## 13.4 Measurement error models

Noisy observations of the ODE state can be used to estimate the parameters and/or the initial state of the system.

### Simulating noisy measurements

As an example, suppose the simple harmonic oscillator has a parameter value of $$\theta = 0.15$$ and an initial state $$y(t = 0, \theta = 0.15) = (1, 0)$$. Assume the system is measured at 10 time points, $$t = 1, 2, \cdots, 10$$, where each measurement of $$y(t, \theta)$$ has independent $$\textsf{normal}(0, 0.1)$$ error in both dimensions ($$y_1(t, \theta)$$ and $$y_2(t, \theta)$$).

The following model can be used to generate data like this:

functions {
vector sho(real t,
vector y,
real theta) {
vector[2] dydt;
dydt[1] = y[2];
dydt[2] = -y[1] - theta * y[2];
return dydt;
}
}
data {
int<lower=1> T;
vector[2] y0;
real t0;
array[T] real ts;
real theta;
}
model {
}
generated quantities {
vector[2] y_sim[T] = ode_rk45(sho, y0, t0, ts, theta);
// add measurement error
for (t in 1:T) {
y_sim[t, 1] += normal_rng(0, 0.1);
y_sim[t, 2] += normal_rng(0, 0.1);
}
}

The system parameters theta and initial state y0 are read in as data along with the initial time t0 and observation times ts. The ODE is solved for the specified times, and then random measurement errors are added to produce simulated observations y_sim. Because the system is not stiff, the ode_rk45 solver is used.

This program illustrates the way in which the ODE solver is called in a Stan program,

vector[2] y_sim[T] = ode_rk45(sho, y0, t0, ts, theta);

this returns the solution of the ODE initial value problem defined by system function sho, initial state y0, initial time t0, and parameter theta at the times ts. The call explicitly specifies the non-stiff RK45 solver.

The parameter theta is passed unmodified to the ODE system function. If there were additional arguments that must be passed, they could be appended to the end of the ode call here. For instance, if the system function took two parameters, $$\theta$$ and $$\beta$$, the system function definition would look like:

vector sho(real t, vector y, real theta, real beta) { ... }

and the appropriate ODE solver call would be:

ode_rk45(sho, y0, t0, ts, theta, beta);

Any number of additional arguments can be added. They can be any Stan type (as long as the types match between the ODE system function and the solver call).

Because all none of the input arguments are a function of parameters, the ODE solver is called in the generated quantities block. The random measurement noise is added to each of the T outputs with normal_rng.

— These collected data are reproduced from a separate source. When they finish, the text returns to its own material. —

Issue #5017, opened 2016-12-13
CHPL_UNWIND=libunwind testing


mppf:
CHPL_UNWIND=libunwind should be tested nightly.

Note that `util/test/prediff-for-stacktrace` is supposed to help with the various forms of mismatch between a .good file and a .chpl file, in case one has a stacktrace and the other does not.

Also note that stack traces might include call sites on linux64, but generally won't include call sites on Mac OS X. And also note that stack traces *do* currently include line numbers from internal modules.

mppf:
We should probably decide, as a matter of policy, if stack traces are expected in .good files, or if the prediff should handle the case that the .good file has no stack trace. If the stack traces are included in .good files, many more internal/standard module line numbers can be exposed, so we presumably need a way to handle that intelligently. It would not be an improvement to have to update every test that halts when certain internal module code is moved to different lines.

PR #5184, opened 2017-01-18
Disable CHPL_UNWIND during start_test runs

bradcray:
This commit disables CHPL_UNWIND during start_test runs, since the
output can be dramatically different (e.g., if an expected error
message is called, which calls halt, a stack trace is printed).

It's an open question as to how we'd do testing in a "CHPL_UNWIND on
by default" world, but in the meantime, I'm trying to work with
CHPL_UNWIND on by default to see how well it works.  In the meantime,
this mod seems like the nice thing to do for developers who use it.

In the conversation on the PR, Michael points out that there is a prediff
script that can be manually invoked to filter out CHPL_UNWIND output
and that there are tests that will be skipped if CHPL_UNWIND is unset
(which now it always will be).  But, we're currently never running with
CHPL_UNWIND set in our nightly testing, so these tests aren't being run
anyway and Michael reports that their .good files are stale anyway.
Meanwhile, Michael has opened issue #5017 to further discuss how
CHPL_UNWIND testing should ultimately work.

### DIFF
--- a/util/start_test
+++ b/util/start_test
@@ -560,6 +560,9 @@ def check_environment():
     if "CHPL_DEVELOPER" in os.environ: # unset CHPL_DEVELOPER
         del os.environ["CHPL_DEVELOPER"]
 
+    if "CHPL_UNWIND" in os.environ:    # unset CHPL_UNWIND
+        del os.environ["CHPL_UNWIND"]
+
     # Check for $CHPL_HOME
     global home
     if "CHPL_HOME" in os.environ:


bradcray:
Attn: @mppf @panzone

mppf:
it's fine with me to make this change for now but we do have a prediff that is supposed to address the mismatches with unwind / no unwind testing. I had been viewing libunwind-testing as something that is awaiting development/testing rather than something we need to discuss/agree upon... although if I recall correctly we have a difference of opinion about whether programs that halt should have the stack traces in the .good files or not. Let's talk about that in the unwind-testing issue, #5017, where I tried to describe the issue in a comment.

bradcray:
Are you suggesting that the prediff you mention should fire automatically when CHPL_UNWIND is set (in which case something would be wrong in the prediff if I'm seeing a failure due to having CHPL_UNWIND being set when I run start_test) or that I should be specifying that the prediff should be used if I run start_test with CHPL_UNWIND set?  (i.e., user error).

mppf:
It's not run automatically, but I think it should be. You could use the prediff now manually and I'd hope that would work.

bradcray:
In the current world, what is the observable difference between unsetting it in start_test vs. using the prediff?  (other than O(1) vs. O(n) execution time?)

mppf:
I'm not sure what you meant by execution time. But the difference would be that if you use the prediff, the .good file *should* be able to have a stack trace in it. That trace would be ignored by the prediff if CHPL_UNWIND is off.

Either approach lets us test with CHPL_UNWIND on and .good files that don't have stack traces.

bradcray:
By execution time I meant that unsetting an environment variable is something that is done once and takes a short amount of time whereas prediff requires running post-processing scripts over every test's output (right?).  Do we have .good files that contain stack trace data at present?  If we do, wouldn't this PR break them? (since no stack trace would be generated)

mppf:
Yes, the tests in `test/runtime/panzone/` have stack traces in them. But, these are skip-if'd if CHPL_UNWIND is not set... and so they never run in nightly testing. They also have stale line numbers....

So, I don't think this PR causes a problem in that regard.

Just to be sure I'm clear: I'm not arguing against this PR as an initial step. It's trivial enough that if we get the prediff online we can just un-do it, and I think it helps for now.

bradcray:
OK, that's what I was missing...  It will cause some tests to always be skipped that aren't being run in nightly testing anyway, and which are currently don't pass even if they were run.  I'll merge for now for convenience then.

(I knew you weren't arguing against it, I was just trying to understand things well enough to see if I was still for it).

### Estimating system parameters and initial state

These ten noisy observations of the state can be used to estimate the friction parameter, $$\theta$$, the initial conditions, $$y(t_0, \theta)$$, and the scale of the noise in the problem. The full Stan model is:

functions {
vector sho(real t,
vector y,
real theta) {
vector[2] dydt;
dydt[1] = y[2];
dydt[2] = -y[1] - theta * y[2];
return dydt;
}
}
data {
int<lower=1> T;
array[T] vector[2] y;
real t0;
array[T] real ts;
}
parameters {
vector[2] y0;
vector<lower=0>[2] sigma;
real theta;
}
model {
vector[2] mu[T] = ode_rk45(sho, y0, t0, ts, theta);
sigma ~ normal(0, 2.5);
theta ~ std_normal();
y0 ~ std_normal();
for (t in 1:T) {
y[t] ~ normal(mu[t], sigma);
}
}

Because the solves are now a function of model parameters, the ode_rk45 call is now made in the model block. There are half-normal priors on the measurement error scales sigma, and standard normal priors on theta and the initial state vector y0. The solutions to the ODE are assigned to mu, which is used as the location for the normal observation model.

As with other regression models, it’s easy to change the noise model to something with heavier tails (e.g., Student-t distributed), correlation in the state variables (e.g., with a multivariate normal distribution), or both heavy tails and correlation in the state variables (e.g., with a multivariate Student-t distribution).